On Friday evening the Rumblrs left the lab to catch Cennydd Bowles' presentation; 'Designing for the Wider Web.' Cennydd is a User Experience Designer, speaker and author of 'Undercover User Experience.'
The talk gave us a taste of what is to come in his new book, 'Designing for the Wider Web'. Cennydd put forward a compelling argument, based on why it is no longer acceptable for designers to make assumptions on the context a 'User' will browse a website (mobile or static) or the type of hardware they may be using. This is a quick note on some of the points I found particularly interesting.
Displays are more varied in physical size than at any point in the history of the web. Cennydd reminds us that there is no one popular screen size. Pixel dimensions range from 300px to 3000px, so fixed-width designs are no longer a viable option. In the 'Wider Web' there is more to consider than screen size, Orientation and Pixel density must also be figured into our designs.
Similarly, when it comes to Inputs we can't assume the user is equipped with a standard desktop keyboard and mouse. Trackpads, gesture sensitive screens, mobile keypads, soft keyboards, accelerometers and voice recognition must also be considered. With emerging inputs such as the 'Kinect', we as designers haven't scratched the surface of how they might be used to their full potential and enhance the user experience.
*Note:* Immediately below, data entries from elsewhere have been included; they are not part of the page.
PR #8727, opened 2026-09-03
Hide shadow rows from Dr. CI and the land-time gate

jeanschmidt:
* #8729
* #8728
* __->__ #8727
* #8726
* #8725
* #8724
* #8723
* #8722

**Impact:** Dr. CI's Green Light section and the `/api/greenlight/pr_state` route the pytorch merge gate reads
**Risk:** medium

## What
Both HUD readers now filter `shadow = false`: Dr. CI's `greenlight_pr_states` query and the
`/api/greenlight/pr_state` route. Since a shadow row is no longer readable by either, the
scan and the reviewer workflow stop poking Dr. CI for one — in `scan_runner`, in
`revert_guard`, and at both workflow poke steps.

## Why
This closes the loop on shadow. Withholding the approving review is not on its own enough:
`run_id` climbs with every dispatch, so a shadow row written after a real verdict outranks it
and becomes what the merge gate acts on. The route is that gate's only data source, which
makes the exclusion a merge-authorization control rather than a display detail.

The filter belongs in `WHERE`, ahead of the `LIMIT 1 BY` collapse, and both tests pin that
placement. Filtering after the collapse would let a PR whose newest row is shadow yield that
row and then lose it — hiding the real verdict underneath instead of falling back to it.
The tests also pin that `shadow` appears exactly once, because a second mention placed after
the collapse satisfies every ordering assertion while reintroducing the bug.

greenlight's own reader in `state.py` stays deliberately unfiltered, and that divergence is
the point: it answers "was a review dispatched, and at what `run_id`", not "does an
authoritative verdict exist". Filtering there would blind the scan to its own shadow markers,
so every shadow PR would read as never-dispatched and be re-dispatched forever.

Poke suppression follows from the filter, not the other way round: a rebuild reruns the query
that now drops the row, so the request buys nothing. It is also the scan's slowest single
request, unretried and on the main thread. The revert path still revokes and still records
for a shadow PR — only the poke goes.


.github/workflows/greenlight-pr-review.yml
```diff
@@ -137,6 +137,10 @@ jobs:
         # Best-effort: a stale comment must never fail the job, and the 15-minute Dr. CI sweep
         # rebuilds it anyway. Without this the probot handler's push-time blanking leaves the PR
         # with no greenlight content for the whole review window.
+        # Not for a shadow row: the Dr. CI query drops shadow rows in its WHERE, so the refresh
+        # would re-render whatever non-shadow row the PR already shows. A status-function-free
+        # `if:` keeps the implicit success() that ties this step to the upload above.
+        if: github.event.inputs.shadow != 'true'
```
huydhn, line 143: Is using only the GitHub input here sufficient to not hide GreenLight on Dr.CI for trusted users who are opt-int?

jeanschmidt: Yes, as poke only asks to DrCI to recompute its field, it is the one that decides to or not-to display GL decisions/status. And for this it relies on CH database as its source.

torchci/pages/api/greenlight/pr_state.ts
```diff
@@ -6,16 +6,24 @@ const MAX_PR_NUMBERS = 50;
...
+// carries no authority, and run_id climbs with every dispatch, so without the exclusion
+// a shadow row written after a real verdict outranks it and becomes what pytorch's
+// land-time merge gate acts on. It belongs in WHERE, ahead of LIMIT 1 BY, so the
+// collapse never picks a shadow row to begin with.
 const QUERY = `
 SELECT pr_number, status, head_sha, run_id, version
 FROM misc.greenlight_pr_state
 WHERE repo = {repo: String}
   AND pr_number IN {pr_numbers: Array(Int64)}
+  AND shadow = false
```
izaitsevfb, line 26: make sure to not forget to update CH before the merge.

---

<details>
<summary>🔴 The `shadow` column is not on the live `misc.greenlight_pr_state` table yet, so merging these two readers ahead of it denies every greenlight-authorized land in pytorch/pytorch until the column exists. (ai-generated section)</summary>

`greenlight/sql/005_alter_greenlight_pr_state_add_shadow.sql` is hand-applied, and as of 2026-09-03 06:45 UTC it has not been: `system.columns` for `misc.greenlight_pr_state` returns 14 columns ending `emit_id`, `_meta`, `_inserted_at`, with no `shadow`. Running this diff's `pr_state.ts` query against that table verbatim gives `Code: 47 ... Missing columns: 'shadow' (UNKNOWN_IDENTIFIER)`, which the route's `catch` turns into a 500; on the pytorch side `greenlight_guard` treats an unreadable ledger as a WAIT bounded by `TRANSPORT_MAX_WAIT_MINUTES = 15` and then a refusal, for every PR the guard covers rather than only shadow ones. The Dr. CI side degrades quietly by comparison — `drci.ts` catches the throw and falls back to an empty map, so the Green Light section simply disappears. Note that the file landing in the tree does not mean it was applied: the same live table still shows `version` with no DEFAULT, which is 005's own example of exactly that. No change to this diff is being asked for — check `system.columns` for the column and dismiss this once it is there.

<sub>Reviewed by codex gpt-5.6-sol @ xhigh + claude-fable-5, concurrent at xhigh effort, against c6cca632f.</sub>

</details>

izaitsevfb (approved):
lgtm

huydhn (approved):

Another particularly interesting point with regards to emerging touch screen interfaces was made by Cennydd about how hand movements may obscure parts of our devices screen as we interact. This throws up another layer of design to consider when tasked with creating a highly accessible layout across multiple mediums.
Cennydd introduced the idea of designing for an Ecosystem of devices. The User Experience should not be ported from one device to another, but each should 'hang together' to create a rich cross-device experience, with full advantage being taken of each device's capabilities.
The presentation also highlighted a shift in mindset that is needed when it comes to design deliverables. Cennydd urges designers to take a more modular approach, giving the client the 'lego bricks' to put together their own website.
We're looking forward to reading more about Cennydd's 'Wider Web' in his forthcoming book due to be released this winter by Five Simple Steps. If you get the chance to see one of his upcoming talks do not pass it up.